-- Problem statement --
I would like every line of the records below that contains the word "label" copied.

[Given information Boundary: Start]

Issue #611, opened 2026-04-10
Change title of "Not in custody" tab


beaudrykock-moi:
To avoid confusion over what "in custody" means

AC:

- [ ] Change "Not in custody" tab label to "Legally released"

saadabdali:
Presumably this should affect both the SFSO view and the Care view?

beaudrykock-moi:
Yep - both SFSO and Care views. Thanks for clarifying!

PR #635, opened 2026-04-14
Update 'not in custody' to 'legally released'

saadabdali:
Addresses #611. 

This PR changes:

- The text label in the segmented control seen by CARE and SFSO users ("Legally released" rather than "Not in custody")
- Changes related user-facing text in a few toast notifications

[Given information Boundary: End]

-- Output below --
- [ ] Change "Not in custody" tab label to "Legally released"
- The text label in the segmented control seen by CARE and SFSO users ("Legally released" rather than "Not in custody")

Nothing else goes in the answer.